Париж, 15 апреля 1843.
Нынче утром и вчера у меня так плохо было с глазами, что я не мог писать Вам. К вечеру стало чуть лучше — я перестал плакать. Письмо Ваше, вопреки обыкновению, вышло довольно ласковое. В двух или трех фразах я даже почувствовал нежность, притом без «но» и без задних мыслей. Однако мы совершенно по-разному воспринимаем тысячу вещей.
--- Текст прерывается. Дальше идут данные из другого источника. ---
PR #638, opened 2018-02-25
Encrypt-and-sign support

### LINKED ISSUE #582: Implement encrypt-and-sign
## Description

Currently data can be signed or encrypted, however we should also allow encrypt and sign data.

ni4:
This PR adds encrypt-and-sign support to CLI and streams.
Also it adds some improvements/refactoring to CLI tests and encrypt-and-sign test as well.

Fixes #582

### DIFF
--- a/src/rnp/rnp.c
+++ b/src/rnp/rnp.c
@@ -652,6 +652,9 @@ setoption(rnp_cfg_t *cfg, int val, char *arg)
         }
 
         rnp_cfg_setint(cfg, CFG_PASSWORDC, count);
+        if (count > 0) {
+            rnp_cfg_setbool(cfg, CFG_ENCRYPT_SK, true);
+        }
         break;
     }
     case OPT_OUTPUT:
--- a/src/rnp/rnp.c
+++ b/src/rnp/rnp.c
@@ -93,7 +93,7 @@ static const char *usage = "--help OR\n"
                            "\t[--verbose]\n";
 
 enum optdefs {
-    /* commands */
+    /* Commands as they are get via CLI */
     CMD_ENCRYPT = 260,
     CMD_DECRYPT,
     CMD_SIGN,
@@ -108,7 +108,11 @@ enum optdefs {
     CMD_VERSION,
     CMD_HELP,
 
-    /* options */
+    /* OpenPGP data processing commands. Sign/Encrypt/Decrypt mapped to these */
+    CMD_PROTECT,
+    CMD_PROCESS,
+
+    /* Options */
     OPT_SSHKEYS,
     OPT_KEYRING,
     OPT_KEY_STORE_FORMAT,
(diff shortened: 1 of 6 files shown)


src/rnp/rnp.c
```diff
@@ -304,181 +308,209 @@ rnp_on_signatures(pgp_parse_handler_t *handler, pgp_signature_info_t *sigs, int
...
 
-            if (!list_append(&ctx.signers, rnp->defkey, strlen(rnp->defkey) + 1)) {
-                RNP_LOG("allocation failed");
-                ret = false;
-                break;
+            rnp_cfg_copylist_str(cfg, &ctx->signers, CFG_SIGNERS);
+
+            if (!list_length(ctx->signers)) {
+                if (!rnp->defkey) {
+                    fprintf(stderr, "No userid or default key for signing\n");
```
henrydcase: RNP_LOG

src/rnp/rnp.c
```diff
@@ -304,181 +308,209 @@ rnp_on_signatures(pgp_parse_handler_t *handler, pgp_signature_info_t *sigs, int
...
+            if (rnp_cfg_getbool(cfg, CFG_ENCRYPT_PK)) {
+                rnp_cfg_copylist_str(cfg, &ctx->recipients, CFG_RECIPIENTS);
 
-        for (int i = 0; i < passwordc; i++) {
-            if ((ret = rnp_encrypt_add_password(&ctx))) {
-                RNP_LOG("Failed to add password");
-                goto done;
+                if (!list_length(ctx->recipients)) {
+                    if (!rnp->defkey) {
+                        fprintf(stderr, "No userid or default key for encryption\n");
```
henrydcase: RNP_LOG

henrydcase:
LGTM - if travis OK, then good for me

src/rnp/rnp.c
ni4: This is actually not 'technical' logging but message to user. Later on we should separate it with some specific function, responsible for interaction with user.

src/rnp/rnp.c
ni4: The same as previous

ni4:
Looks like timeout happened:
```
test_sign_P3072_Q256 (__main__.SignDSA) ... /home/travis/build/riboseinc/rnp/src/rnpkeys/rnpkeys --homedir /tmp/rnpctmpW5qC1n/.rnp --generate-key --expert --pass-fd 3 --userid SignDSAtest_sign_P3072_Q256@example.com
The job exceeded the maximum time limit for jobs, and has been terminated.
```

src/rnp/rnp.c
henrydcase: ah, ok. I see

henrydcase:
Ok, let's remove tests for 3072 key. Seems that will cause problems

ronaldtse:
In case @dewyatt wishes a further look, I'll hold off merging for now.

henrydcase:
And it doesn't timeout now

src/tests/cli_tests.py
```diff
@@ -178,34 +178,62 @@ def rnp_params_insert_z(params, pos, z):
             params[pos:pos] = ['-z', str(z[1])]
 
 def rnp_params_insert_aead(params, pos, aead):
-    if aead:
+    if aead != None:
```
dewyatt: Minor thing but the PEP8 version of this would be `if aead is not None:`. There's a lot of other things that don't align with PEP8 here though, so it's a longer-term thing, no big deal.

ni4: Thanks, @dewyatt. Added #640 to fix this at some point.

Вы не цените ту щедрость, с какою я посвящаю себя Вам. Вам бы надо было благодарностью своей поощрять меня. Вы же полагаете, будто заслуживаете все по праву. Ну зачем мы встречаемся так редко, испытывая те чувства, какие мы оба испытываем?! Вы поступили правильно, не заговорив о Катулле 4. Это не тот автор, какого следует читать на страстной неделе, и в творениях его встречаются отрывки, на французский язык непереводимые. Становится, однако ж, вполне понятно, что понималось под словом любовь в Риме году в 50 до Рождества Христова. И все же там было чуть получше, чем в Афинах во времена Перикла2. Женщины тогда уже брали свое. И заставляли мужчин вытворять глупости. Власть их установилась не с приходом христианства, как принято говорить, а думается мне, в силу влияния, оказанного северными варварами на римское общество. Германцам свойственна была экзальтация. Они почитали душу. Римляне же чтили лишь плоть. И в самом деле, женщины долго лишены были души. А на Востоке, к сожалению, и по сей день так. Вы-то знаете, как могут беседовать меж собою две души. Правда, Ваша совсем не прислушивается к моей.